The Yellow Vest processions took place in Caen and Rouen, both in northern France. The rallies were also held in Strasbourg, Bordeaux, Toulon, Dijon, Beziers, Avignon, among other places.

The authorities deployed 5,000 police officers in Paris, and 80,000 nationwide, according to local media.

Armored police cars were filmed moving through the southern city of Toulouse where 10,000 people took to the streets. There were scuffles between the police and the Yellow Vests, with at least ten people detained.

A major rally also took place in Bordeaux, with the attendance between 4,000 to 6,000 demonstrators.

Some French protesters carried placards, reading “Freedom, Equality, Flash-Ball,” referring to the type of ‘less-lethal’ guns used by law enforcement to quell the protests. The placards also contained pictures of Marianne – a national symbol of liberty – with an injured eye. That was apparently an allusion to a high-publicized incident in December when a young woman was hit in the eye by a projectile the activists say was fired from a Flash-Ball.

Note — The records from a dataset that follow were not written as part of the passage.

Issue #5001, opened 2023-07-31
Send Modal doesn't update once TX is broadcast


MBMaria:
### Overview

When completing a send, it will broadcast the transaction then remain on the Confirm screen. It allows you to select Confirm again and it will complete another send. Easy to think the first one failed and select Confirm again. However the green toast appears and the transaction does complete... twice... if you hit confirm twice :P

### References and additional details

1) Log into app.shapeshift and connect to wallet of choice
2) Select an asset to send and enter details for a send
3) Confirm send and note that is says "Send broadcasting". After a second it reverts to "Confirm" and then shortly after the green toast will appear in the top right hand corner.
![image](https://github.com/shapeshift/web/assets/100157997/2e54dd18-6a97-4420-a148-d4df871ddc52)

### Acceptance Criteria

Send modal should move across to complete after the transaction has sent

### Ownership

- [X] If my bounty needs engineering or needs product I have added the respective labels on the right
- [X] As the sponsor of this bounty I will review the changes in a preview environment (ops/product) or review the PR (engineering)

### Bounty Hunters

- [Join our discord](https://discord.gg/shapeshift)
- Include an expected timeline for you to complete work in the work plan when you apply for this bounty!
- Please refer to [this link](https://shapeshiftdao.gitbook.io/getting-started/how-to-contribute/bounties#resources-for-new-contributors-and-bounty-hunters) for some basic info
- Please ***do not*** start work on this issue until you are approved in Gitcoin.

gomesalexandre:
Introduced by https://github.com/shapeshift/web/pull/4972 and/or https://github.com/shapeshift/web/pull/4971, diffing send modal things there might help

Issue #4967, opened 2023-07-23
Unable to send Osmo


MBMaria:
### Overview

When trying to complete an Osmosis send, it comes up with error "Your send of Osmosis failed"

### References and additional details

1) Log into app.shapeshift and connect to wallet that supports osmo
2) Navigate to Osmosis asset page and attempt to complete and Osmo send
3) Note the error that appears
![image](https://github.com/shapeshift/web/assets/100157997/b3f49bbe-89ec-4f59-98b1-1c07d15b5cbf)
alot of errors in the console currently but i think this one relates to the failed send
![image](https://github.com/shapeshift/web/assets/100157997/97b395f8-02ea-4332-99fd-37aa5db7f512)

### Acceptance Criteria

Should be able to send osmo successfully

### Ownership

- [X] If my bounty needs engineering or needs product I have added the respective labels on the right
- [X] As the sponsor of this bounty I will review the changes in a preview environment (ops/product) or review the PR (engineering)

### Bounty Hunters

- [Join our discord](https://discord.gg/shapeshift)
- Include an expected timeline for you to complete work in the work plan when you apply for this bounty!
- Please refer to [this link](https://shapeshiftdao.gitbook.io/getting-started/how-to-contribute/bounties#resources-for-new-contributors-and-bounty-hunters) for some basic info
- Please ***do not*** start work on this issue until you are approved in Gitcoin.

gomesalexandre:
Most likely a current issue related to the instability of the Osmo node
<img width="857" alt="image" src="https://github.com/shapeshift/web/assets/17035424/8f393755-f22a-496f-94a7-eb7f6f57ab84">

@MBMaria can you go to the network tab when this happens and confirm the error you see for `send` in red when this fails?

For context, this is an error that we've used to see from time to time when trying to do a second Cosmos SDK Tx after a first one was successful, within the same session, and required a page refresh. But I'm now noticing this one when broadcasting the first Tx for a session as well

MBMaria:
Was able to complete an osmo send. the send modal doesn't move to complete after confirming a send and allows you to select confirm again which broadcasts another tx because you dont know immediately if the first tx goes through. After a refresh seeing the send and receive tx in the transaction history
![image](https://github.com/shapeshift/web/assets/100157997/8787aba8-fdfa-4b9c-aefa-e4b41b7fc6c3)
![image](https://github.com/shapeshift/web/assets/100157997/227d747f-cc6d-4c01-8b4a-71cfac212d07)

[...]

PR #4971, opened 2023-07-24
perf: dont rerender all modals when opening/closing one

woodenfurniture:
## Description

Improves UI performance with 2 main changes:
- Splits up state management of modals such that they dont all rerender when one of them opens or closes
- Creates separate instances of AssetSearch for buy and sell asset selection so interacting with it doesnt trigger rerendering (reuse of the modal changes props which results in rerenders)

## Pull Request Type

- [ ] :bug: Bug fix (Non-breaking Change: Fixes an issue)
- [x] :hammer_and_wrench: Chore (Non-breaking Change: Doc updates, pkg upgrades, typos, etc..)
- [ ] :nail_care: New Feature (Breaking/Non-breaking Change)

## Issue (if applicable)

NA

## Risk

Moderate risk of things breaking for the modals across the app, especially keepkey wiping which seems fragile judging by the comments in the codebase.

## Testing

See above

### Engineering

See above

### Operations

See above

PR #5004, opened 2023-07-31
fix: send modal close

gomesalexandre:
## Description

This fixes the send modal currently not closing after successful Tx.

short tl;dr:

This guy isn't defined and makes us throw, meaning the next line will never be evaluated, thus we will never close the modal.

https://github.com/shapeshift/web/blob/4dfb467f4a5886e33e1716c904066fdc298bc46d/src/components/Modals/Send/hooks/useFormSend/useFormSend.tsx#L73

Long tl;dr:

https://github.com/shapeshift/web/pull/4971 brought a refactor of modals, where in addition to perf. improvements, we nest all modal providers inside each other.

This theoretically works, but doesn't if you try and use `useModal()` twice within the same component, with two different modals. The reason for that is actually a missing key in `<Provider />`, meaning that each provider isn't properly identified, and calling `useModal()` twice will try and use the context of the previous `useModal('')`, resulting in an empty object context for the current modal, and `useModal('qrCode')` returning undefined, hence us throwing in the line mentioned above.

## Pull Request Type

## Issue (if applicable)

- closes https://github.com/shapeshift/web/issues/5001
- closes https://github.com/shapeshift/web/issues/4967

## Risk

- None

## Testing

- Do a send of any asset
- Ensure the send modal closes after send

### Engineering

- ☝🏽 

### Operations

- ☝🏽

### DIFF
--- a/src/context/ModalProvider/ModalProvider.tsx
+++ b/src/context/ModalProvider/ModalProvider.tsx
@@ -41,20 +41,17 @@ const MODALS: Modals = {
 } as const
 
 export const createModalProvider = () => {
-  let CombinedProvider = ({ children }: { children: React.ReactNode }) => <>{children}</>
-
-  Object.entries(MODALS).forEach(([key, Component]) => {
-    const InnerProvider = createModalProviderInner({ key: key as keyof Modals, Component })
-
-    const CurrentProvider = CombinedProvider
-    CombinedProvider = ({ children }) => (
-      <InnerProvider>
-        <CurrentProvider>{children}</CurrentProvider>
-      </InnerProvider>
-    )
+  const providers = Object.entries(MODALS).map(([key, Component]) => {
+    return createModalProviderInner({ key: key as keyof Modals, Component })
   })
 
-  return CombinedProvider
+  return ({ children }: { children: React.ReactNode }) => (
+    <>
+      {providers.reduceRight((children, Provider, index) => {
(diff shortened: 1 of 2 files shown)


gomesalexandre:
* develop
  * **PR #5004** <a href="https://app.graphite.dev/github/pr/shapeshift/web/5004" target="_blank">Graphite</a>  👈

This comment was auto-generated by [Graphite](https://app.graphite.dev/github/pr/shapeshift/web/5004?utm_source=stack-comment).

src/context/ModalProvider/ModalProvider.tsx
```diff
@@ -41,20 +41,17 @@ const MODALS: Modals = {
...
-      </InnerProvider>
-    )
+  const providers = Object.entries(MODALS).map(([key, Component]) => {
+    return createModalProviderInner({ key: key as keyof Modals, Component })
   })
 
-  return CombinedProvider
+  return ({ children }: { children: React.ReactNode }) => (
+    <>
+      {providers.reduceRight((children, Provider, index) => {
```
gomesalexandre, line 50: `reduce` may or may not work here, but honoring the original order of declared modals works perfectly and testing this is a pain because of slow localhost and the fact this is used as a singleton so if it ain't broken don't fix it

0xApotheosis (approved):
The send modal is now closing as expected.

Also tested other modals to ensure no regressions there, and all looked 🛍️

In Avignon, the protestors attempted to set the city hall on fire by gathering burning waste materials in front of the wooden doors to the building.

The Yellow Vest protests began in November as a movement against planned fuel tax hikes, but eventually grew to include wider demands, including the resignation of President Emmanuel Macron and his government.

Previous rallies have seen violent clashes with police. There have been injuries on both sides, and over 1,000 people have been detained in connection to the unrest, which has at times spilled out into street battles.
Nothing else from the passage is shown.